### Record excerpts
PR #2270, opened 2023-10-17
dev: add gen-docs command

ramizpolic:
## Overview

Enables generating CLI docs via `make gen-docs`.

### DIFF
--- a/.licensei.toml
+++ b/.licensei.toml
@@ -34,7 +34,7 @@ ignored = [
 ]
 
 [header]
-authors = ["Banzai Cloud"]
+authors = ["Banzai Cloud", "Bank-Vaults Maintainers"]
 ignorePaths = [".direnv", ".devenv", "vendor"]
 ignoreFiles = ["zz_generated.*.go"]
 template = """// Copyright © :YEAR: :AUTHOR:
--- a/Makefile
+++ b/Makefile
@@ -13,6 +13,11 @@ build: ## Build binary
 	@mkdir -p build
 	go build -race -o build/ ./cmd/bank-vaults
 
+.PHONY: gen-docs
+gen-docs: ## Generate CLI documentation
+	@mkdir -p "build/docs"
+	go run -tags=gen_docs ./cmd/bank-vaults gen-docs "build/docs"
+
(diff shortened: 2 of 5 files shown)


.licensei.toml
```diff
@@ -34,7 +34,7 @@ ignored = [
 ]
 
 [header]
-authors = ["Banzai Cloud"]
+authors = ["Banzai Cloud", "Bank-Vaults"]
```
akijakya, line 37: We usually refer to the org as authors as "Bank-Vaults Maintainers"!

cmd/bank-vaults/gen.go
```diff
@@ -0,0 +1,68 @@
+// Copyright © 2023 Bank-Vaults
```
akijakya, line 1: Same here...

cmd/bank-vaults/gen.go
```diff
@@ -0,0 +1,68 @@
...
+)
+
+var genDocsCmd = &cobra.Command{
+	Use:    "gen-docs",
+	Hidden: true,
+	Short:  "Generate documentation",
+	Args:   cobra.ExactArgs(1), // requires output folder path
+	RunE: func(cmd *cobra.Command, args []string) error {
+		outputDir := args[0]
+
```
akijakya, line 37: Right now if the output dir does not exist yet, `make gen-docs` errors, I don't know if cobra can create the target dir with using the correct settings, if not, something like this can be used:

```
		if _, err := os.Stat(outputDir); errors.Is(err, os.ErrNotExist) {
			err := os.Mkdir(outputDir, os.ModePerm)
			if err != nil {
				logrus.Error(err)
			}
		}
```

akijakya (changes requested):

cmd/bank-vaults/gen.go
ramizpolic: Yup, nice catch, forgot to add dir in Makefile

akijakya: Even better :)

akijakya (approved):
######
> Exercise brief: Could you write out the material above exactly as it appears?

> Reply to the task:
PR #2270, opened 2023-10-17
dev: add gen-docs command

ramizpolic:
## Overview

Enables generating CLI docs via `make gen-docs`.

### DIFF
--- a/.licensei.toml
+++ b/.licensei.toml
@@ -34,7 +34,7 @@ ignored = [
 ]
 
 [header]
-authors = ["Banzai Cloud"]
+authors = ["Banzai Cloud", "Bank-Vaults Maintainers"]
 ignorePaths = [".direnv", ".devenv", "vendor"]
 ignoreFiles = ["zz_generated.*.go"]
 template = """// Copyright © :YEAR: :AUTHOR:
--- a/Makefile
+++ b/Makefile
@@ -13,6 +13,11 @@ build: ## Build binary
 	@mkdir -p build
 	go build -race -o build/ ./cmd/bank-vaults
 
+.PHONY: gen-docs
+gen-docs: ## Generate CLI documentation
+	@mkdir -p "build/docs"
+	go run -tags=gen_docs ./cmd/bank-vaults gen-docs "build/docs"
+
(diff shortened: 2 of 5 files shown)


.licensei.toml
```diff
@@ -34,7 +34,7 @@ ignored = [
 ]
 
 [header]
-authors = ["Banzai Cloud"]
+authors = ["Banzai Cloud", "Bank-Vaults"]
```
akijakya, line 37: We usually refer to the org as authors as "Bank-Vaults Maintainers"!

cmd/bank-vaults/gen.go
```diff
@@ -0,0 +1,68 @@
+// Copyright © 2023 Bank-Vaults
```
akijakya, line 1: Same here...

cmd/bank-vaults/gen.go
```diff
@@ -0,0 +1,68 @@
...
+)
+
+var genDocsCmd = &cobra.Command{
+	Use:    "gen-docs",
+	Hidden: true,
+	Short:  "Generate documentation",
+	Args:   cobra.ExactArgs(1), // requires output folder path
+	RunE: func(cmd *cobra.Command, args []string) error {
+		outputDir := args[0]
+
```
akijakya, line 37: Right now if the output dir does not exist yet, `make gen-docs` errors, I don't know if cobra can create the target dir with using the correct settings, if not, something like this can be used:

```
		if _, err := os.Stat(outputDir); errors.Is(err, os.ErrNotExist) {
			err := os.Mkdir(outputDir, os.ModePerm)
			if err != nil {
				logrus.Error(err)
			}
		}
```

akijakya (changes requested):

cmd/bank-vaults/gen.go
ramizpolic: Yup, nice catch, forgot to add dir in Makefile

akijakya: Even better :)

akijakya (approved):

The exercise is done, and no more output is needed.